## Records supplied:
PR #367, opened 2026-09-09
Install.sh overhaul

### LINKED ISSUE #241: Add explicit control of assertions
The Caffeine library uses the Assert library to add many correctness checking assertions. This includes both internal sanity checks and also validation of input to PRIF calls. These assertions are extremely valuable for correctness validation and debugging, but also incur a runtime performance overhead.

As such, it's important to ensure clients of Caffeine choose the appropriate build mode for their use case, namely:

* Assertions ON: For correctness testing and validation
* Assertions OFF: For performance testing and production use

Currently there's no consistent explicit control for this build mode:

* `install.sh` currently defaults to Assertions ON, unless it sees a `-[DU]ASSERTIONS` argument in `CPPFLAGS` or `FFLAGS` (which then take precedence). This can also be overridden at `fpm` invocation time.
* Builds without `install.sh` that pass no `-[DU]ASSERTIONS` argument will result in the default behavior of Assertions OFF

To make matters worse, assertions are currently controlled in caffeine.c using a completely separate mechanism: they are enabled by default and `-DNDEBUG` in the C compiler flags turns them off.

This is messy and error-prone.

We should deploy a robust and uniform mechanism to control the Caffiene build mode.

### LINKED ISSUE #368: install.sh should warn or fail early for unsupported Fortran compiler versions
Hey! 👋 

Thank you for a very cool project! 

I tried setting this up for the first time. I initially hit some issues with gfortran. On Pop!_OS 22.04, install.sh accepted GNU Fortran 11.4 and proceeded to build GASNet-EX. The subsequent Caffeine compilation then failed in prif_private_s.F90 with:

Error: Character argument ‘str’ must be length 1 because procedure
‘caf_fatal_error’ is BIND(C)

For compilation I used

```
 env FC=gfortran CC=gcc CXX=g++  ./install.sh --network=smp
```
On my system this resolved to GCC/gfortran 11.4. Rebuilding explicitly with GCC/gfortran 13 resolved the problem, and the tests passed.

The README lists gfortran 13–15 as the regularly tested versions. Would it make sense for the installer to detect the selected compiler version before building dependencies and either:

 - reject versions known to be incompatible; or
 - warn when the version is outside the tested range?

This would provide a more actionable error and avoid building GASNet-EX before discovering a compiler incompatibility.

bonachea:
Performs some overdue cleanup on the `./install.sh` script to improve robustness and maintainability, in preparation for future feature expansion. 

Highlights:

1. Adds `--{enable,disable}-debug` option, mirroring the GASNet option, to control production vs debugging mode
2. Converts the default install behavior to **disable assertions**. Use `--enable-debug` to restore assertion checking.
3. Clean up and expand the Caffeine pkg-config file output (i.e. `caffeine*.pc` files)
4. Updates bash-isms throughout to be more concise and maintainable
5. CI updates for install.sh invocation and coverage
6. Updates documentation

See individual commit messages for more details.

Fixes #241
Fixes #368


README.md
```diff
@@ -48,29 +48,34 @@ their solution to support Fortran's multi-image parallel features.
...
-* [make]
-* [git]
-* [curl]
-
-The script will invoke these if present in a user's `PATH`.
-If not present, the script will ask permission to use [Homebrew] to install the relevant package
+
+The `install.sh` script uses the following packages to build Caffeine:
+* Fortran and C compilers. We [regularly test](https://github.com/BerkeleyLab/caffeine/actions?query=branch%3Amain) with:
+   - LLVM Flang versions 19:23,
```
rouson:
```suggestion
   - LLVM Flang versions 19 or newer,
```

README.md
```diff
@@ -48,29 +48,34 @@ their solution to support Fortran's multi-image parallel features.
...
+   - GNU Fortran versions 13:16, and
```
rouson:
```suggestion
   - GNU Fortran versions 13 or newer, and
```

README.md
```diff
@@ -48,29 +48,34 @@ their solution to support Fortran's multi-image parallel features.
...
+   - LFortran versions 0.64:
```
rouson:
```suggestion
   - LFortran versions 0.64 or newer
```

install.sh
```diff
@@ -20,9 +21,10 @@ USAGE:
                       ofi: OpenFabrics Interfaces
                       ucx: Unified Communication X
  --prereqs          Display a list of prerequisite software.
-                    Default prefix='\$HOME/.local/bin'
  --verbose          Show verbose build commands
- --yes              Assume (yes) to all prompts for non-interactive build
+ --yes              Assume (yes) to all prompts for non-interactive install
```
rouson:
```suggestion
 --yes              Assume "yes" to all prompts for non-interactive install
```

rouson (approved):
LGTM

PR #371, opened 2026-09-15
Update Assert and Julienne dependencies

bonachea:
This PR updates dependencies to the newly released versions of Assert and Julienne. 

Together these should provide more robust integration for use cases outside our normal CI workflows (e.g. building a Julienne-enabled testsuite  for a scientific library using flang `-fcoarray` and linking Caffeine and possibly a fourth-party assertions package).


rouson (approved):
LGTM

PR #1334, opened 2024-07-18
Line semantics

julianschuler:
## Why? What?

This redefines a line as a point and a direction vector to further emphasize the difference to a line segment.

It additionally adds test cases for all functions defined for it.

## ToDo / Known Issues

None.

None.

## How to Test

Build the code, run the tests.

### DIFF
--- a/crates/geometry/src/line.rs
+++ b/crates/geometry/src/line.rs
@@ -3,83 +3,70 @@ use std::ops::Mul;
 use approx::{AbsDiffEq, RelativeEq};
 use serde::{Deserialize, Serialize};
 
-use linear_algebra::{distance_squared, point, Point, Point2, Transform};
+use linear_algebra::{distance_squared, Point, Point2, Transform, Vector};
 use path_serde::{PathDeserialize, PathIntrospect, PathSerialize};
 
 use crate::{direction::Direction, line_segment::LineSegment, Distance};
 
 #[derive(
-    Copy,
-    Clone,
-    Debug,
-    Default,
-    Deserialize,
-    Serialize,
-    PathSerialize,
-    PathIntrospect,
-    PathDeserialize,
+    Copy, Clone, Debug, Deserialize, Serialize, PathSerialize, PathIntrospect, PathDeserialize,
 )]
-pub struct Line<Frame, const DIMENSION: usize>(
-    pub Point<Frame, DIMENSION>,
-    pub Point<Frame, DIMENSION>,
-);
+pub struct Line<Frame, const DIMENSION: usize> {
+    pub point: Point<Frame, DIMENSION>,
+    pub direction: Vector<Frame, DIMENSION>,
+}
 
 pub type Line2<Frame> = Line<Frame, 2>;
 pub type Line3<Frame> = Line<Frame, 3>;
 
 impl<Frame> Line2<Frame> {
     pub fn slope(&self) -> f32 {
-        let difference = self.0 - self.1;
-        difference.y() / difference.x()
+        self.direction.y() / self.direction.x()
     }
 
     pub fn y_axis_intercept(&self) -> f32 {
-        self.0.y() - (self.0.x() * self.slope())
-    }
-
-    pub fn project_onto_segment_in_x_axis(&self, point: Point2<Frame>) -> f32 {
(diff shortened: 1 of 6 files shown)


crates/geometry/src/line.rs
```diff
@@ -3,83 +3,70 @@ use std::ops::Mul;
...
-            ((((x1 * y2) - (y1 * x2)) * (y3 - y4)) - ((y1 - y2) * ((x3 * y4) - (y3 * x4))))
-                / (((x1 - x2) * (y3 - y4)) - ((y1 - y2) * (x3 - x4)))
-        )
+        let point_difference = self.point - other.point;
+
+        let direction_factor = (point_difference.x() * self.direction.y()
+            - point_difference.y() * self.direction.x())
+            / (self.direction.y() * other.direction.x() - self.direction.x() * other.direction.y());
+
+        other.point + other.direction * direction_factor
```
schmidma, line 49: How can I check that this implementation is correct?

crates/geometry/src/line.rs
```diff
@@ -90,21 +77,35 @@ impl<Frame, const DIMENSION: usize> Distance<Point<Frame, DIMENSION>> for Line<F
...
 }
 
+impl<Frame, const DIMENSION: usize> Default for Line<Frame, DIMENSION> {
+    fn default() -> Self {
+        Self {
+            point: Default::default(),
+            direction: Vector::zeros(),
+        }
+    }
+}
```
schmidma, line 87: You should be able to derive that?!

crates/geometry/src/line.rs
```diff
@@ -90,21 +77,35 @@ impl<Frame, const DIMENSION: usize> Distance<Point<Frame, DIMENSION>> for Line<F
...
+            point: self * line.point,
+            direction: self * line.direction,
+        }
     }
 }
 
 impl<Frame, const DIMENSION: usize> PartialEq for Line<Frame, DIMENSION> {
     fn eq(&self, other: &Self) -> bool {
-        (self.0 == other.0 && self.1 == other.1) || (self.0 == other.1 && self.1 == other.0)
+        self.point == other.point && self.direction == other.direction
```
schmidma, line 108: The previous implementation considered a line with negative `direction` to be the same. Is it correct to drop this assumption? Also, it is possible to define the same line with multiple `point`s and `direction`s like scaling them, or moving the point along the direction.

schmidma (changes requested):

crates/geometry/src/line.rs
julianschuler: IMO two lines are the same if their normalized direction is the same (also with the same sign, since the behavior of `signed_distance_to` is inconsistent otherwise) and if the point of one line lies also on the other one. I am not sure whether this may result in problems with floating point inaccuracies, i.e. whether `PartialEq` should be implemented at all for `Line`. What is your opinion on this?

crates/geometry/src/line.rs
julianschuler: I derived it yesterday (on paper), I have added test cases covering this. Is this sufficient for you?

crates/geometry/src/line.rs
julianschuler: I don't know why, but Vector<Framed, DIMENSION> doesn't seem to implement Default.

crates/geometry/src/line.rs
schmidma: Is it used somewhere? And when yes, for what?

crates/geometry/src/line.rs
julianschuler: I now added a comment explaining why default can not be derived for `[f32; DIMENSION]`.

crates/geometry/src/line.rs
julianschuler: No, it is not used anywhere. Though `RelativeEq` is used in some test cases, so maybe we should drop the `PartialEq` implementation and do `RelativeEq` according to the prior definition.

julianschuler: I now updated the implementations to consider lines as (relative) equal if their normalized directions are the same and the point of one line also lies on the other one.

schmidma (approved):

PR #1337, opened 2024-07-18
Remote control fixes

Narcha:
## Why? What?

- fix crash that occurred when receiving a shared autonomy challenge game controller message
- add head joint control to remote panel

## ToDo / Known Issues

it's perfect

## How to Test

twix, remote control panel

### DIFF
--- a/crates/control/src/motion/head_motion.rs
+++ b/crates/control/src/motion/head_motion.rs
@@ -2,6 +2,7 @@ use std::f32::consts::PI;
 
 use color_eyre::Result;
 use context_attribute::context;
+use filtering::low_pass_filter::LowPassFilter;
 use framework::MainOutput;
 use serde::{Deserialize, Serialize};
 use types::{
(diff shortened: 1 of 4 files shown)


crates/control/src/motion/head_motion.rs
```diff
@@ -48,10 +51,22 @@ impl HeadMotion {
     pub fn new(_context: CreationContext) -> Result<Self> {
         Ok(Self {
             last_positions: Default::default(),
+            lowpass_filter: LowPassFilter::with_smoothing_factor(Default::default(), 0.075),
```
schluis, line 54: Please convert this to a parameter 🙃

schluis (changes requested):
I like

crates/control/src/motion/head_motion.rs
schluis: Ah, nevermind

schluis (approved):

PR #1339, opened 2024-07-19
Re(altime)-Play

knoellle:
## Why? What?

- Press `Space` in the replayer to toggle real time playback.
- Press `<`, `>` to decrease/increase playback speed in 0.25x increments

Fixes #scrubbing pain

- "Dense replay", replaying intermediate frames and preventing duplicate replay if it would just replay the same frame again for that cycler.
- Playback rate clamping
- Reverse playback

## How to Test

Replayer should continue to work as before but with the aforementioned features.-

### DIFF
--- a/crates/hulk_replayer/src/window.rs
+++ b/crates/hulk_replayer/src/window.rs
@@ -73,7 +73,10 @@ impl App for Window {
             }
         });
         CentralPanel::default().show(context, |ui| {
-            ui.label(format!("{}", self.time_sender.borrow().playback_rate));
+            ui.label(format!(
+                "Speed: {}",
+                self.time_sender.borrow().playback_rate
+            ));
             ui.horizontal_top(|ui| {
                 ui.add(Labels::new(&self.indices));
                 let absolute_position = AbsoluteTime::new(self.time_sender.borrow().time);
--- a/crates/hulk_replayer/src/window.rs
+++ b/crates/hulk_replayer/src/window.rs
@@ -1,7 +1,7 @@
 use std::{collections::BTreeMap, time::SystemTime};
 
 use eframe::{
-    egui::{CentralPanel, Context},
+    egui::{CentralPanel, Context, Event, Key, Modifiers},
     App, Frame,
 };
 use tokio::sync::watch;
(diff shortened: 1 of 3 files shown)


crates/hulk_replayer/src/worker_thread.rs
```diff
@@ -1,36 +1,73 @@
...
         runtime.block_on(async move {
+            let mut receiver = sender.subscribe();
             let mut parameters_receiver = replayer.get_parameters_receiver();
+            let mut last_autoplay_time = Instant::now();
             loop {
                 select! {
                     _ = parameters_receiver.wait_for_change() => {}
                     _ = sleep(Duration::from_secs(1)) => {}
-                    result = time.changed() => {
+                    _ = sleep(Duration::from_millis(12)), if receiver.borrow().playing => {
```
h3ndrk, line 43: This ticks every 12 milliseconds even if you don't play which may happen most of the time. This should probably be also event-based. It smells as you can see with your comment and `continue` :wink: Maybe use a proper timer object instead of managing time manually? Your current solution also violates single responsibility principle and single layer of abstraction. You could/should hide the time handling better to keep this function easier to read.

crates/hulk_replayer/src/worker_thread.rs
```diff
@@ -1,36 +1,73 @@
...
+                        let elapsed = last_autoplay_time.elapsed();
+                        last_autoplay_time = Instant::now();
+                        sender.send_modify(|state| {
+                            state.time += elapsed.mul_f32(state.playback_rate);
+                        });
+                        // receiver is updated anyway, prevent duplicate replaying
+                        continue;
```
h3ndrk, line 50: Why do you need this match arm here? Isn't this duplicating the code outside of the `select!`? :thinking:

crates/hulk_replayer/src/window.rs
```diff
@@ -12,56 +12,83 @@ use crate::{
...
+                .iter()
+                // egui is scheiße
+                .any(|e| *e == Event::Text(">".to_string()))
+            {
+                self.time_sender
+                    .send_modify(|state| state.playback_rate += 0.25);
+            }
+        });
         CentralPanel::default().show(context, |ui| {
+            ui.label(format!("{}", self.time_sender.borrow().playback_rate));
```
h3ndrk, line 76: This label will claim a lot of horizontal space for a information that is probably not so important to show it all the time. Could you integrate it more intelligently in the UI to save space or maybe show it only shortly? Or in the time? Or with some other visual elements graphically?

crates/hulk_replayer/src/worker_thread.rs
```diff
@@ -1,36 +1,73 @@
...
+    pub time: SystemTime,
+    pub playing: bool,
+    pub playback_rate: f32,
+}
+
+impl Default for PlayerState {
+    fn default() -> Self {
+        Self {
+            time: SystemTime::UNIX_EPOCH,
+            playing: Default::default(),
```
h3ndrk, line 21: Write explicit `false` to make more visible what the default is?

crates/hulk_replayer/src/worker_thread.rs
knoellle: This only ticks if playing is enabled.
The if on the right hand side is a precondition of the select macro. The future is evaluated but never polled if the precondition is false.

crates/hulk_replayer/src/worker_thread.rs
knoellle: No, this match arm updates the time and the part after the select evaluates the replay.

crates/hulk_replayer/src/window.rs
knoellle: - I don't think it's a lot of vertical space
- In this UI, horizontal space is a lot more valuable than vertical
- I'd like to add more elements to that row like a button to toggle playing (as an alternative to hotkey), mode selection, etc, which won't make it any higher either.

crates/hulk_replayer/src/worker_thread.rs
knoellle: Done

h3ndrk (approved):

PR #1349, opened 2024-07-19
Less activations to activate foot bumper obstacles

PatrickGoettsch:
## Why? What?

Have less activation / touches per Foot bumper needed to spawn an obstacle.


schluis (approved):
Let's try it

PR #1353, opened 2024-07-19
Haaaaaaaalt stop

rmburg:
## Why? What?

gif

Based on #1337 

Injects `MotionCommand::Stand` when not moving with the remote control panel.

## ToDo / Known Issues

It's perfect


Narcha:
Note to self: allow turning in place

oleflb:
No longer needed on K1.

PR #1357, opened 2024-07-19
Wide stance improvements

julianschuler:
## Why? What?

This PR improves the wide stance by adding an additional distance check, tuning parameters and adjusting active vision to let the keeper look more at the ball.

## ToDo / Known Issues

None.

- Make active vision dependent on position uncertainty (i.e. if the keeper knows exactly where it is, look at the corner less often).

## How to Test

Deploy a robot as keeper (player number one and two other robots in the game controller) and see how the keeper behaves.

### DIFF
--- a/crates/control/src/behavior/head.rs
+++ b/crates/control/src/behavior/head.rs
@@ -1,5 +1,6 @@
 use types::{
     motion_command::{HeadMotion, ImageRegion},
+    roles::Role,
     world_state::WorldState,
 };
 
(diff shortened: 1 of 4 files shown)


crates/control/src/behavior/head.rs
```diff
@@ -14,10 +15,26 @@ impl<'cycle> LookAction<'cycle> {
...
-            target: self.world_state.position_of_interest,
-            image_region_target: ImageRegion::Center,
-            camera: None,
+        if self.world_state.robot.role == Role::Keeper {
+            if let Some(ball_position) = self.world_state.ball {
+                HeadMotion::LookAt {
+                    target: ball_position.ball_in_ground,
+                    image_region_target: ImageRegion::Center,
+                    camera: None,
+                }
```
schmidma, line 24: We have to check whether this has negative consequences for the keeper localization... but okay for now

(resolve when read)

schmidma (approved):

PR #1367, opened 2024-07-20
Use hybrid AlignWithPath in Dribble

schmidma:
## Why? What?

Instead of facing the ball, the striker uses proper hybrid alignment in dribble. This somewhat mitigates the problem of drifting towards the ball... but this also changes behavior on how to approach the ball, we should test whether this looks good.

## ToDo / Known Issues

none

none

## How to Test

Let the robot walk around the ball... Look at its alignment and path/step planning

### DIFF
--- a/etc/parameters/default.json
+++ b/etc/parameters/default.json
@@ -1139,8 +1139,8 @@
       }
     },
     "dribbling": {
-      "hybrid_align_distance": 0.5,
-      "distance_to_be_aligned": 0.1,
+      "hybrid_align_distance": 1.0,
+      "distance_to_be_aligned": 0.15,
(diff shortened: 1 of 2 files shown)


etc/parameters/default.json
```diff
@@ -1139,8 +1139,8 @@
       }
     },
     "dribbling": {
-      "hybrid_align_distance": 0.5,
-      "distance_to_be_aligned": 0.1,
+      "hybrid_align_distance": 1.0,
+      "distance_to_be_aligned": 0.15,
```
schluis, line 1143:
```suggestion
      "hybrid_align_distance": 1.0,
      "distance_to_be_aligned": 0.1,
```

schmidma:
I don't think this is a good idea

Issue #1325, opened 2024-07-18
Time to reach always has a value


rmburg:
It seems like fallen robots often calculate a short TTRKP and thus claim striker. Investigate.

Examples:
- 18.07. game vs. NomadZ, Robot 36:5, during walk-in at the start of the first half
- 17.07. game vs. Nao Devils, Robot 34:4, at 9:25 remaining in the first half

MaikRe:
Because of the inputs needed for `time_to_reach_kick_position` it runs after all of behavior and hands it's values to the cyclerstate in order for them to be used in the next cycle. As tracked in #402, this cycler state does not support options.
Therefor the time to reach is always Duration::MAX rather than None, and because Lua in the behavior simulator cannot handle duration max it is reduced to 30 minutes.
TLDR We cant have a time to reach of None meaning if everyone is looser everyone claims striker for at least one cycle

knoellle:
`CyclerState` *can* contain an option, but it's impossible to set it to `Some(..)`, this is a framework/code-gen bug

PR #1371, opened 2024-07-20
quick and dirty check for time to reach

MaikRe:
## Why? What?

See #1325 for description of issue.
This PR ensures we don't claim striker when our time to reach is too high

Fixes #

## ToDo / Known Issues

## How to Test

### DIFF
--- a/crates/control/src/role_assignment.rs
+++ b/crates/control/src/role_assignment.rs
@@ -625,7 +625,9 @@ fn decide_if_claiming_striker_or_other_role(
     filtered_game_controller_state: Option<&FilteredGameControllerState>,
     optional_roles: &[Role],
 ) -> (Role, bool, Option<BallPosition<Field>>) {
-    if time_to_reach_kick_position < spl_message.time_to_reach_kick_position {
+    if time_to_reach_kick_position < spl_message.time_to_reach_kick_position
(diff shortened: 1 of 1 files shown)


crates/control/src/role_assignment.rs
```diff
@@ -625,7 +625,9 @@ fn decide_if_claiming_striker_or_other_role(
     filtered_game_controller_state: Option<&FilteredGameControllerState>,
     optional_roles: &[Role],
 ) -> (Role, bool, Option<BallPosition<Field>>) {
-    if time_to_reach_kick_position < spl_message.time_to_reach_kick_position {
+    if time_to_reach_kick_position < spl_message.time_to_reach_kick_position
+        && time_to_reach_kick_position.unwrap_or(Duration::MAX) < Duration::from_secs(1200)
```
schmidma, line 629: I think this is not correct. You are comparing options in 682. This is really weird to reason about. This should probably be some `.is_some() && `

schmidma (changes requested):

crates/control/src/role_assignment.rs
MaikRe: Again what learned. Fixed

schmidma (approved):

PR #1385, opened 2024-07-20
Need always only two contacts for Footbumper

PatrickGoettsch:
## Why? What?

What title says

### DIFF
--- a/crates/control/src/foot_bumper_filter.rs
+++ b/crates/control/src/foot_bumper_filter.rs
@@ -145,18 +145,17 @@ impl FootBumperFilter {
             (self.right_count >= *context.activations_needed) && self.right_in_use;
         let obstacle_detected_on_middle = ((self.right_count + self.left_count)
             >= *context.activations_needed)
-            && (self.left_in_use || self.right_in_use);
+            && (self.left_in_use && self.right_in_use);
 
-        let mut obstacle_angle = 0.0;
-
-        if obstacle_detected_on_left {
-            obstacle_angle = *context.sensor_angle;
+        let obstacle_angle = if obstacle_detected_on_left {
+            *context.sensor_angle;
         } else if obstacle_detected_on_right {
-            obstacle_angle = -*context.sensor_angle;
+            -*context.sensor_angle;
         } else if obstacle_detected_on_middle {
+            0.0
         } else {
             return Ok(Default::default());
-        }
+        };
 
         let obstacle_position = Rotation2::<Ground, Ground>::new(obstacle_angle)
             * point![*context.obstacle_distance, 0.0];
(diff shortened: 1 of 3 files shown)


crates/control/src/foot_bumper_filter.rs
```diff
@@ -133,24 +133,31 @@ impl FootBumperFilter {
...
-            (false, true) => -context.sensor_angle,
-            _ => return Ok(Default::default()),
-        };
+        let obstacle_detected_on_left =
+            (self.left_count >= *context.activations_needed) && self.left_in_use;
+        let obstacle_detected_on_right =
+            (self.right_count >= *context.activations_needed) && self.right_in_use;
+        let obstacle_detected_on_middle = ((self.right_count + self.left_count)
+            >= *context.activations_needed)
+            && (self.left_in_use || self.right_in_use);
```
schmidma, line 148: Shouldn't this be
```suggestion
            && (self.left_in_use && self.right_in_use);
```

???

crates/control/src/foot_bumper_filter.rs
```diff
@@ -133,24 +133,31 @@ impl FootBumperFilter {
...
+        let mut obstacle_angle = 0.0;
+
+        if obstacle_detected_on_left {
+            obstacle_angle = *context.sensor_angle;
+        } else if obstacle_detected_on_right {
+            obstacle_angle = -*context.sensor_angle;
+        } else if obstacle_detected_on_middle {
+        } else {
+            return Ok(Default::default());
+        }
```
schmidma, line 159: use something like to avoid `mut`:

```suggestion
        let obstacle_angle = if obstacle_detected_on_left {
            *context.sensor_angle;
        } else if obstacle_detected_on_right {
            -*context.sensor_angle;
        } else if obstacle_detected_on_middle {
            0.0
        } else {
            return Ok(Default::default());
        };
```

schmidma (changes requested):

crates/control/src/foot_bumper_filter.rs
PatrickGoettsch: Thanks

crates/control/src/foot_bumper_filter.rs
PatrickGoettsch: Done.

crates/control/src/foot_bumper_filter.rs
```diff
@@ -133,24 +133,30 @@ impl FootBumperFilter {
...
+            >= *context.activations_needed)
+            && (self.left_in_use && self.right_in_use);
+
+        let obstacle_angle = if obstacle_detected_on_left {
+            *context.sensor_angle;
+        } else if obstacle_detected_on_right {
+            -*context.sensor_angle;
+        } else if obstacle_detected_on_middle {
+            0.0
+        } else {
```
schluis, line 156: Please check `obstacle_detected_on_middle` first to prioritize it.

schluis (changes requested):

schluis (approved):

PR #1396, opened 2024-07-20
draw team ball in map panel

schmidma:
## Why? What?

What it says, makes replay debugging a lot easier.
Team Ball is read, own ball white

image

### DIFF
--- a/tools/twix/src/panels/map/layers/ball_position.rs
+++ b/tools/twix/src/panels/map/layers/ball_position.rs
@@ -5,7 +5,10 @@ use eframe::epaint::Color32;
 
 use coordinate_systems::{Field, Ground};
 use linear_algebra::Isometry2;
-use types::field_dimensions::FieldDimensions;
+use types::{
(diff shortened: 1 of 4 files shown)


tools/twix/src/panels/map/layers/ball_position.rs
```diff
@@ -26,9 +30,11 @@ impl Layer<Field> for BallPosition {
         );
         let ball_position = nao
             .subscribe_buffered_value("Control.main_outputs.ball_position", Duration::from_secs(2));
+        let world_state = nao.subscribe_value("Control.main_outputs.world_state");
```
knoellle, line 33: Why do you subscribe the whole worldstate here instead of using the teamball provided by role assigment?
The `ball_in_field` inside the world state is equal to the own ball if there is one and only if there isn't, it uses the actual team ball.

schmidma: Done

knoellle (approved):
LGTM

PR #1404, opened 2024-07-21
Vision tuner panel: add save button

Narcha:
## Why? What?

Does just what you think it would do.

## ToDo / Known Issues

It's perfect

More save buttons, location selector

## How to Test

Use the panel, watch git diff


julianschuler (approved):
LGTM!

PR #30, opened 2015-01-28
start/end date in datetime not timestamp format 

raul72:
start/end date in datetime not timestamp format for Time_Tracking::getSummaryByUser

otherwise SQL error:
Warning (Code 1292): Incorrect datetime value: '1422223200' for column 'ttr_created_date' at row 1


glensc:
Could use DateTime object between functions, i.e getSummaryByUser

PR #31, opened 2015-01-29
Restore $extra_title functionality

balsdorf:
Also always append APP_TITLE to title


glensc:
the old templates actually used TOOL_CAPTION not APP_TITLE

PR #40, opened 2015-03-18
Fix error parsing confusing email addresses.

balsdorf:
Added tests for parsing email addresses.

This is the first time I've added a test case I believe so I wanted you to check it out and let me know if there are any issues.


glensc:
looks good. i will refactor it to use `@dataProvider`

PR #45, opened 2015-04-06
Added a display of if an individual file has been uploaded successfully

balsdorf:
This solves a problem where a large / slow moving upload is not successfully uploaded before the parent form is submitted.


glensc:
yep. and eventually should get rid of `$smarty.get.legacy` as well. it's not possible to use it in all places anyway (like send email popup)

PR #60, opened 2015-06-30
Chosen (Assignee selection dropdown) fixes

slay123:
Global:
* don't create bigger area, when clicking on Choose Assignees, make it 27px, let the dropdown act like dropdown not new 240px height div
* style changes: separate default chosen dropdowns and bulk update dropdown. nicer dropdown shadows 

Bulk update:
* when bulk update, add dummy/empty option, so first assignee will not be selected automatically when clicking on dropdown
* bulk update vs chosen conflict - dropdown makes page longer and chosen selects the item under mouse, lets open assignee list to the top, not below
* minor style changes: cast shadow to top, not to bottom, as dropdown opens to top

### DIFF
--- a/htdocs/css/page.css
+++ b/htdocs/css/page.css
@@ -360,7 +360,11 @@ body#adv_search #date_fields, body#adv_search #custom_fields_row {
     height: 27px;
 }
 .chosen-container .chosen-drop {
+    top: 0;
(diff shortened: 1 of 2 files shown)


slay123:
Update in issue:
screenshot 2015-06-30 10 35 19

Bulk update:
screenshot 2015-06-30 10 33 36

## Activity:
Using the listing above, list every line in which the string "PathIntrospect" occurs.

## Problem solution:
 use path_serde::{PathDeserialize, PathIntrospect, PathSerialize};
-    PathIntrospect,
+    Copy, Clone, Debug, Deserialize, Serialize, PathSerialize, PathIntrospect, PathDeserialize,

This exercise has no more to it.